Article Text
Abstract
Introduction Although there is a low risk of malignant conversion of duodenal polyps in FAP, EMR is often considered. However, few studies have looked at the safety and efficacy of EMR. We compared the outcome of duodenal EMR’s in patients with FAP vs sporadic adenomas. To our knowledge, this is the largest series of duodenal EMRs that is published so far.1
Methods We looked at Clinical records of all patients who underwent endoscopic resections for duodenal adenomas at Leeds in a 10 year period.
Results A total of 49 sporadic adenomas were resected (in 51 patients) and 44 FAP related (in 22 patients). Most lesions appeared either sessile (43) or flat elevated (48). The average size of the FAP related polyps was 16.9 vs. 20.7 mm in sporadic lesions. Most were removed by standard EMR (n = 82) rather than the strip biopsy technique (n = 9).

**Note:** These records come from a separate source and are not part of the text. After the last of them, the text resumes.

Issue #2540, opened 2026-08-05
fix(sdd): multi-repository change reports apply ready with only planning-repo edit authority


jivn:
### Pre-flight Checklist

- [x] I searched open and closed issues for multi-repository SDD, sibling repositories, `actionContext`, and `allowedEditRoots`.
- [x] This is not a duplicate of #1302: that proposal covers repo-local work-unit queueing and parallelism, while this occurrence blocks a sequential multi-repository change because no sibling repository receives edit authority.
- [x] No consumer repository, user, host, credential, path, source, diff, or environment value is included.

### Bug Description

A multi-repository SDD change can reach `applyState: ready` and `nextRecommended: apply` while `actionContext.allowedEditRoots` contains only the planning repository. The task plan targets separate sibling Git repositories, and the `sdd-apply` contract correctly requires the executor to stop when a needed edit is outside the authorized roots.

This creates a contradictory terminal route: native status authorizes apply, but no safe apply actor can execute the first work unit.

Observed evidence, not an inferred root cause:

- The change had complete proposal, two specs, design, and tasks.
- Native status reported 14 pending tasks, apply ready, and no blocked reasons.
- The first three repository-local work units targeted three sibling repositories in a strict sequential rollout.
- The returned edit authority named only the planning repository.
- No product apply was acquired or launched; all 14 tasks remained pending and consumer state was preserved.

### Steps to Reproduce

1. Create a disposable workspace containing one planning Git repository and two sibling service Git repositories.
2. Configure the planning repository as a multi-repository SDD ecosystem.
3. Create an OpenSpec change whose proposal, specs, design, and tasks are complete and whose first work units explicitly target the sibling service repositories.
4. Query native SDD status for the change with structured instructions enabled.
5. Observe that status reports apply ready and recommends apply.
6. Inspect `actionContext.allowedEditRoots`.
7. Observe that only the planning repository is authorized.
8. Start no writer: the documented apply guard would have to stop before editing either sibling repository.

Minimal sanitized layout:

```text
<workspace>/
  <planning-repo>/.git
  <service-a>/.git
  <service-b>/.git
```

Relevant sanitized status shape:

Two procedures failed and no follow-up data was available after the resection of 2 sporadic polyps.
The final histology of the lesions were; TA+LGD (76), TA+HGD (13), adenocarcinoma (2) and 2 polyps were not retrieved. In 11 lesions, there was a change in the histological grade after resection.
There were 4 perforations (4.3%), 3 were managed surgically. 12 patients (13%) were readmitted with significant late GI bleeding and 8 patients required endoscopic therapy and transfusion.
There was no significant difference in the success rates in the two groups (19/44 vs. 32/49) p value 0.94). However, the resection of polyps ≥2 cm were significantly more likely to be associated with a complication (7/59 vs. 8/19 p = 0.02). There was no difference in the risk of complications with the polyp location, ASA status, Spigelman score or patient age.
Amongst the FAP polyps, polyps >20 mm were significantly more likely to have local recurrence (3/6 vs 3/31 p value 0.04). There was no difference in the chances of success of the resection with the growth pattern, the location of the polyp or the Spigelman score.
Conclusion Duodenal EMR is hazardous, particularly when lesions 2 cm or larger are resected. However, there was no significant difference in the hazards or success rates between the two groups. Most FAP patients had further neoplasia on follow up, but this is due to the fact that many of the adenomas were not resected /treated in the first sitting.
Reference 1 Basford P, Bhandari P. Endoscopic management of nonampullary duodenal polyps. Therap Adv Gastroenterol. 2012 March; 5(2):127–138
Disclosure of Interest None Declared.